There is something though, about trying to do better. About trying to start off the year fresh, and put your best foot forward. And who am I to say that that’s for naught.

I will say though that the “I’m going to cut out sugar” or “No more gluten” are, for most of us weak willed dieters at least, not so effective. So instead of declaring something I know won’t stick I’m just saying I’m going to eat more veggies. More raw veggies to be exact.

So with that comes a new Sunday column, after all the fun I had with the Stocking Stuffer Sundays in December, that may only last through January, but who knows. Maybe my resolutions will stick this time round and Sunday Salads will stay. I’m just not quite willing to commit yet. Which might just be my problem!

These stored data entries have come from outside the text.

PR #117, opened 2015-03-23
Add missing headers to algorithm.hpp.

cartec:
algorithm.hpp should include is_sorted, is_sorted_until, and minmax_element.


ericniebler:
Thanks.

PR #127, opened 2015-03-31
add explicit defaulted copy constructor to proxy

gnzlbg:
No behavior is affected by this patch, this pr just makes the currently defaulted implicitly-declared copy constructor explicitly-declared instead. 

AFAIK `basic_iterator` will be rewritten "soon" anyways.


ericniebler:
Why is this needed?

gnzlbg:
Because the implicit generation of the default copy constructor is deprecated (in C++ 14 and above).

ericniebler:
Ah, thanks.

Cumin Roasted Squash, Black Bean, and and Kale Salad with Cilantro Lime Dressing

1 Small firm fleshed Squash, like butternut or acorn.

1 Avacado

1 cup Black Beans, soaked and cooked or canned and drained.

1 Onion

1/3 cup Pecans

1/2 Bunch Kale

1/2 head Butter Lettuce

1 tbsp Ground Cumin

 Dressing

1/2 bunch Cilantro

1/2 bunch Green Onions

1 Lime

1/2 cup Neutral Oil, like Canola or Grapeseed

1 tsp Dijon Mustard

Salt and Pepper

Preheat oven to 425F

Thinly slice the onion and mix it with the vinegar and a healthy pinch of salt. Set aside.

Peel and cut the squash into big chunks.

Toss with the cumin, a good glug of olive oil and some salt. Put on a baking sheet lined with parchment paper and bake until they are completely cooked through, about 45 minutes.

In a food processor, a blender, or a boil with a hand blender mix together the cilantro, onions, lime juice, mustard and oil. It will all blend into a thick and creamy sauce. If you don’t have a food processor don’t worry, you can chop the cilantro and onions and mix in the liquid ingredients. The dressing won’t be creamy but it will still be delicious. I promise! Taste and check the seasoning and add more lime or salt if you’d like.

Gently pull the kale leaves off of the stem, you want the frilly edges without the tough fibrous veins. Wash these lovely leaves with the butter lettuce.

When the squash is finished cooking put it on a large plate. Mix the dressing with the kale, butter lettuce, black beans, and onion.

Slice the avocado and place on the top and sprinkle with the toasted pecans.